What to do: Would you go through the records below and copy each line with the string "suggestion"?

[[ Excerpted records open ]]

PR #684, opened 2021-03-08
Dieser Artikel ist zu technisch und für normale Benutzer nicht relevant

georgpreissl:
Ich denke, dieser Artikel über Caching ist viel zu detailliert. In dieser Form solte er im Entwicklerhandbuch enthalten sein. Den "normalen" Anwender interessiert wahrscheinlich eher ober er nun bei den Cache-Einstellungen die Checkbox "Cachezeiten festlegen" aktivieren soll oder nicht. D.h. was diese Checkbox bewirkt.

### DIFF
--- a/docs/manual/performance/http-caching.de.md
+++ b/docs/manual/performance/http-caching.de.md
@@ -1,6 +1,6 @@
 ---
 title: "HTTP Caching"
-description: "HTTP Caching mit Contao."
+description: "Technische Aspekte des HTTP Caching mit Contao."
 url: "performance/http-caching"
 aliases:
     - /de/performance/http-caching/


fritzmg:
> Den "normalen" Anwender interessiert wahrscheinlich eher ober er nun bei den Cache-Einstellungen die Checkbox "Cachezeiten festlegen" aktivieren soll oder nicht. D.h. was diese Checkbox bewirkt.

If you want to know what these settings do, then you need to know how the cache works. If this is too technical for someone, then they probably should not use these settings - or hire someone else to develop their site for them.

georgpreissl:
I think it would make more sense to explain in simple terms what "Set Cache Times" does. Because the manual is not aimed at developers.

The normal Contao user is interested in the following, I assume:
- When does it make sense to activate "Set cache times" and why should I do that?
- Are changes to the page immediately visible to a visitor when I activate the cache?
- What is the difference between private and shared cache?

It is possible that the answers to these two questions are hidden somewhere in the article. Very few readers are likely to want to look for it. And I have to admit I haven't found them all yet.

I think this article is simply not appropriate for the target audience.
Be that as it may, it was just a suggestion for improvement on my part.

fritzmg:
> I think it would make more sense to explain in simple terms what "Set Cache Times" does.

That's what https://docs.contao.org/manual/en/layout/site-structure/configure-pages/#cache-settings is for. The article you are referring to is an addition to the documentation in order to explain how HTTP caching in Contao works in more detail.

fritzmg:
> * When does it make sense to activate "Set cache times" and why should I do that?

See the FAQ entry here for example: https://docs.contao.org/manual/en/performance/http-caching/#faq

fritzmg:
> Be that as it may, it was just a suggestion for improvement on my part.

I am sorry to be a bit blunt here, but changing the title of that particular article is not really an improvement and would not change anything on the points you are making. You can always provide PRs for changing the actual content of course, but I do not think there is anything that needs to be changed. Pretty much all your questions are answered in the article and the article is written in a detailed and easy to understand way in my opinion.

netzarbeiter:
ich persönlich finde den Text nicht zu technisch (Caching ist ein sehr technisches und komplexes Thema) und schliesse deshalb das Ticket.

[[ Excerpted records closed ]]
[[ Excerpted records open ]]

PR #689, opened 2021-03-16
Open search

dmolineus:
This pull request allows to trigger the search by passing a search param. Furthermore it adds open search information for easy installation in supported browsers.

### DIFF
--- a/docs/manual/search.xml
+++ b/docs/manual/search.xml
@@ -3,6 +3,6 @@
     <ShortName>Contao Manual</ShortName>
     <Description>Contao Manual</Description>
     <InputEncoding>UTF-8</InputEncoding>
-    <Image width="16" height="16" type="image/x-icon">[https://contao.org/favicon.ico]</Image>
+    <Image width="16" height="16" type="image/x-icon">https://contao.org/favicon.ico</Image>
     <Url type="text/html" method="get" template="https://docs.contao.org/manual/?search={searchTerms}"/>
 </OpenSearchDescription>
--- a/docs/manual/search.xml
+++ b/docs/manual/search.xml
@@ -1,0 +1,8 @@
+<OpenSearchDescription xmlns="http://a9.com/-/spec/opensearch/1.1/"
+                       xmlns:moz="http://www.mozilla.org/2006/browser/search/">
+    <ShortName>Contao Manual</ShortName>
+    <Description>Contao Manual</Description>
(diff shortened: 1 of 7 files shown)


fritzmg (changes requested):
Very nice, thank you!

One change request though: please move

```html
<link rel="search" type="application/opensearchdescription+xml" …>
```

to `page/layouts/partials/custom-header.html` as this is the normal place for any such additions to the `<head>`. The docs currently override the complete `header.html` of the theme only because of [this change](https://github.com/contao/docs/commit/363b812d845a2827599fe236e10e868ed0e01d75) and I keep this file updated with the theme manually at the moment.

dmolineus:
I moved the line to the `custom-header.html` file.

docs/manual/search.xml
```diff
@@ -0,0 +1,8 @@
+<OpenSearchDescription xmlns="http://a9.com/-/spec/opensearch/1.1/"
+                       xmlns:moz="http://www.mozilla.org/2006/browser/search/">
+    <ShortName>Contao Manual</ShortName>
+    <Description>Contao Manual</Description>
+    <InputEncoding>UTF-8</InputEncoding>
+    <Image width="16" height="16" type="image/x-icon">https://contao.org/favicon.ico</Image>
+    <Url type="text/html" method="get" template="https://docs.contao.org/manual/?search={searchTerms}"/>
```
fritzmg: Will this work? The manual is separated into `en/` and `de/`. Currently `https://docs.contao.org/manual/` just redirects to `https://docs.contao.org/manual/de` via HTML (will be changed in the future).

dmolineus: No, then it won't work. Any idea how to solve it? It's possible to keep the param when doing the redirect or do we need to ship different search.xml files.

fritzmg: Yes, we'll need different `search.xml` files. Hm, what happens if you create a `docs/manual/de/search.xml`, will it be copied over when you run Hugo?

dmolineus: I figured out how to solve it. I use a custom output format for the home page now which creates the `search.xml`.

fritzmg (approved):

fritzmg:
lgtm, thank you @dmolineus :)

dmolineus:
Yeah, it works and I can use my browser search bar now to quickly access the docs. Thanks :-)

[[ Excerpted records closed ]]

Answer section:
Be that as it may, it was just a suggestion for improvement on my part.
> Be that as it may, it was just a suggestion for improvement on my part.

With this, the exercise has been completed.